[Opening MATERIAL PROVIDED section]

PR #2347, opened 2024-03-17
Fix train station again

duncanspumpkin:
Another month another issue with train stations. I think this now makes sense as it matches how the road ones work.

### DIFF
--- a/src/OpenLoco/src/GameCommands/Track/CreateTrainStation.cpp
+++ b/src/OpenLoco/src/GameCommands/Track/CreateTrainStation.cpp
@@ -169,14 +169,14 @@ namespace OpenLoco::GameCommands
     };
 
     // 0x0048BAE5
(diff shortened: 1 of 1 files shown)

[Closing MATERIAL PROVIDED section]
[Opening MATERIAL PROVIDED section]

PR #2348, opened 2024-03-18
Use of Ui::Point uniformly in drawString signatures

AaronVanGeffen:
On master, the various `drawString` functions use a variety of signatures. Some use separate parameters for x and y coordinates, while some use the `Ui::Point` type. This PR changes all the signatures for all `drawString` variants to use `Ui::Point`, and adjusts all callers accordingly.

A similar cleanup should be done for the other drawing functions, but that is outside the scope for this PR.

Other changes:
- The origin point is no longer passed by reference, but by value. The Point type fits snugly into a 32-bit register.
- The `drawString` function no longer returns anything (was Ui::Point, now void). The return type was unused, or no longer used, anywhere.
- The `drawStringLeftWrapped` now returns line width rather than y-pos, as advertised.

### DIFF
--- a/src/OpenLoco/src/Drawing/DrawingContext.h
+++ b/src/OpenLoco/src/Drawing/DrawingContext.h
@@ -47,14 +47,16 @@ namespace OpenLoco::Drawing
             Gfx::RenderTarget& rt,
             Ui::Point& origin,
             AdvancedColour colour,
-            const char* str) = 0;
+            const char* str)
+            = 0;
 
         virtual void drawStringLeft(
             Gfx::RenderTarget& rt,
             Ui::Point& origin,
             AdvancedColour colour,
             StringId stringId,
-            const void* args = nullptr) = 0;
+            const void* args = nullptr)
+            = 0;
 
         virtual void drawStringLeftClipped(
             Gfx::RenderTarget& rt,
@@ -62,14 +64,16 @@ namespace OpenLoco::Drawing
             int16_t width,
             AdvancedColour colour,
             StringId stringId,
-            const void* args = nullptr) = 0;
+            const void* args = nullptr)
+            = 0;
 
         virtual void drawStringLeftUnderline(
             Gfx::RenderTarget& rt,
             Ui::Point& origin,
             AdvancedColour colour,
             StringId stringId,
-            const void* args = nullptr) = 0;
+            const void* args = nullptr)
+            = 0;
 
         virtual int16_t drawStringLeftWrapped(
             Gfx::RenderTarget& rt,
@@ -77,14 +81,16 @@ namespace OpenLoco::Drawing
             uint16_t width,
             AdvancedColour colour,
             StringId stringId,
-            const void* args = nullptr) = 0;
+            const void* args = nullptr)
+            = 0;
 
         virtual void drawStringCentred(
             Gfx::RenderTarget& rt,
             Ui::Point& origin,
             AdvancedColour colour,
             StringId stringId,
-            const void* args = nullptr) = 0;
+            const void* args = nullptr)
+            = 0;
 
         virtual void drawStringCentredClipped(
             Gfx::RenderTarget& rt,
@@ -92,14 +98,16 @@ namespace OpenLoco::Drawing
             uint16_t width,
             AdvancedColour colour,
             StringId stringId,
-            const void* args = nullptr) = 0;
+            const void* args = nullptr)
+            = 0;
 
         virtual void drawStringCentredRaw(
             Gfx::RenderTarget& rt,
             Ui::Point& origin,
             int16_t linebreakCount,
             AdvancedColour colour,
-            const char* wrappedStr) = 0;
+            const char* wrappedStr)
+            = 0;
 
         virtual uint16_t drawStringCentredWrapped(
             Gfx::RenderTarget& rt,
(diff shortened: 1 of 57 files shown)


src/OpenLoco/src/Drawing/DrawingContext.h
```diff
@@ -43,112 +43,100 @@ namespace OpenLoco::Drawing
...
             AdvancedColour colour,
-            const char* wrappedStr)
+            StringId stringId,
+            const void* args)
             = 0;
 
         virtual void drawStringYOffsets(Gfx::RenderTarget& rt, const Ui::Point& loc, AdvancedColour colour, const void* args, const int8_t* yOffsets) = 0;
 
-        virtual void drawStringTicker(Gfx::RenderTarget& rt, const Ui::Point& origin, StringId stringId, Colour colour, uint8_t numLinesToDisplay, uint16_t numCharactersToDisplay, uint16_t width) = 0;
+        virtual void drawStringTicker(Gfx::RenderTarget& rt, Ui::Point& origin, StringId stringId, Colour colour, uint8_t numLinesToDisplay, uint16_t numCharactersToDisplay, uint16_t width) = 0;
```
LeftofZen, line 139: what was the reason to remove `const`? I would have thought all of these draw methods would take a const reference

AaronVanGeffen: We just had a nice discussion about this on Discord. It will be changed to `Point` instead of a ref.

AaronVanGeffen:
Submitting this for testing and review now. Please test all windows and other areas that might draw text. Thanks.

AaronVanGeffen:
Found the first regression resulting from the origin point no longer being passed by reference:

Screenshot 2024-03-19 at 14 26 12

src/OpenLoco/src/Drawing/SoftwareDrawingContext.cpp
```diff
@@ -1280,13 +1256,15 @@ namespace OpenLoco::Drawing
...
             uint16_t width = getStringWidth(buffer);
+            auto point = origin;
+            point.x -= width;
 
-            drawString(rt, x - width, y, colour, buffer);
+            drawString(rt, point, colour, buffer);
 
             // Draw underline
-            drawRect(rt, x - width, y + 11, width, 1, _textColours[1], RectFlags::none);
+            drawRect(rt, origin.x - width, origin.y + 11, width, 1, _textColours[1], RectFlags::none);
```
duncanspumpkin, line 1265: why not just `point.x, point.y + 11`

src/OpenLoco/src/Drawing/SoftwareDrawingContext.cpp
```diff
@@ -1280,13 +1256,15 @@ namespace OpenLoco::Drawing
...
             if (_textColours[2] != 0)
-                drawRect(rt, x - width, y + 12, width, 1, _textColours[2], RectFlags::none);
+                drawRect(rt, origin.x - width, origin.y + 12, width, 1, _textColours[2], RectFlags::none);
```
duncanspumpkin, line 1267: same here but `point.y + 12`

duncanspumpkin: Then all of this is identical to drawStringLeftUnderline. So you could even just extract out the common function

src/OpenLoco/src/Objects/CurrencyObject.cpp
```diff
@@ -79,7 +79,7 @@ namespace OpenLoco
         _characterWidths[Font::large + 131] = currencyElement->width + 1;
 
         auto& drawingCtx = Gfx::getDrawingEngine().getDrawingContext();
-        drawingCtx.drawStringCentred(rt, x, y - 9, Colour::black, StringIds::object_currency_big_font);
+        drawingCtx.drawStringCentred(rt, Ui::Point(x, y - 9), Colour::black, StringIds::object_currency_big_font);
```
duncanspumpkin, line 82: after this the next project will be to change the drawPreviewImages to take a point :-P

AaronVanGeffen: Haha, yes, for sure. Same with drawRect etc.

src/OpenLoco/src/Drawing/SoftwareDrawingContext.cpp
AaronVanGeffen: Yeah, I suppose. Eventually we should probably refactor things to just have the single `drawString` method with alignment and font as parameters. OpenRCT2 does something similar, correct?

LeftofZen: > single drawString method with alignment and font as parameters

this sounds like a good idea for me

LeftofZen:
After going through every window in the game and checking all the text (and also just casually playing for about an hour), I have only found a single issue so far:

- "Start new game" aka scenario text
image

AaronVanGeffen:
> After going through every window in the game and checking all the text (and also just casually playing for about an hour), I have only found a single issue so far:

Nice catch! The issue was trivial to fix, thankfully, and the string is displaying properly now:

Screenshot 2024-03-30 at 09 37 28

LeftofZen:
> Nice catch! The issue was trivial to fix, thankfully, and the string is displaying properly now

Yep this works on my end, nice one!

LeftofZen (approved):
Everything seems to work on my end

[Closing MATERIAL PROVIDED section]
[Opening MATERIAL PROVIDED section]

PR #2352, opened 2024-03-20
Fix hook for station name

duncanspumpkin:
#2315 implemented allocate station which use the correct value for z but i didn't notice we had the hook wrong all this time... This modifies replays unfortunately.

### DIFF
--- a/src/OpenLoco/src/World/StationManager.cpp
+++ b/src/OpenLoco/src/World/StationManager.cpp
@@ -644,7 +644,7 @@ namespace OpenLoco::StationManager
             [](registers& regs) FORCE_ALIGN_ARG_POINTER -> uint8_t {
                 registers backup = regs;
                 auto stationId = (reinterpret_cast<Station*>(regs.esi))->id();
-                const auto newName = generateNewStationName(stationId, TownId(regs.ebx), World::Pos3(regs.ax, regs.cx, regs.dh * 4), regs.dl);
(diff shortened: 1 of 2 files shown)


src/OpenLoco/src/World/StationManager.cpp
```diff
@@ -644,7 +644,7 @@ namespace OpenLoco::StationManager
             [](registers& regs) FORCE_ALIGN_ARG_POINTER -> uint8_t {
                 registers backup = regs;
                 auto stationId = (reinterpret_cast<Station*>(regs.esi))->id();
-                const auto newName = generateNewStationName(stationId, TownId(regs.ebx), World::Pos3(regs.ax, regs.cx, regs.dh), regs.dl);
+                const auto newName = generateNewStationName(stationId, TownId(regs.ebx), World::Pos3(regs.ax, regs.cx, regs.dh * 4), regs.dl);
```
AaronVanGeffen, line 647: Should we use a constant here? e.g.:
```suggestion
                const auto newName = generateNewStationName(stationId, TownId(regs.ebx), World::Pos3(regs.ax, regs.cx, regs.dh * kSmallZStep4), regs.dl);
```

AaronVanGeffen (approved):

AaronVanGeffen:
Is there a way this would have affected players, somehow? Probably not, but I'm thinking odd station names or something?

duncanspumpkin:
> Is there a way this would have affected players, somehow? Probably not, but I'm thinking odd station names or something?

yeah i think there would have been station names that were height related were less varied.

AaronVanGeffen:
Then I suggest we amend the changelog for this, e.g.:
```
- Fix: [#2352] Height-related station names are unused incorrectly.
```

[Closing MATERIAL PROVIDED section]

TASK GOAL.
Using the data above, extract exactly the lines from the one that holds "-77,14 +81,16 @@ namespace OpenLoco::Drawing" to the one that holds "wrappedStr) = 0;", both ends included, and no others.

EXPECTED ANSWER.
@@ -77,14 +81,16 @@ namespace OpenLoco::Drawing
             uint16_t width,
             AdvancedColour colour,
             StringId stringId,
-            const void* args = nullptr) = 0;
+            const void* args = nullptr)
+            = 0;
 
         virtual void drawStringCentred(
             Gfx::RenderTarget& rt,
             Ui::Point& origin,
             AdvancedColour colour,
             StringId stringId,
-            const void* args = nullptr) = 0;
+            const void* args = nullptr)
+            = 0;
 
         virtual void drawStringCentredClipped(
             Gfx::RenderTarget& rt,
@@ -92,14 +98,16 @@ namespace OpenLoco::Drawing
             uint16_t width,
             AdvancedColour colour,
             StringId stringId,
-            const void* args = nullptr) = 0;
+            const void* args = nullptr)
+            = 0;
 
         virtual void drawStringCentredRaw(
             Gfx::RenderTarget& rt,
             Ui::Point& origin,
             int16_t linebreakCount,
             AdvancedColour colour,
-            const char* wrappedStr) = 0;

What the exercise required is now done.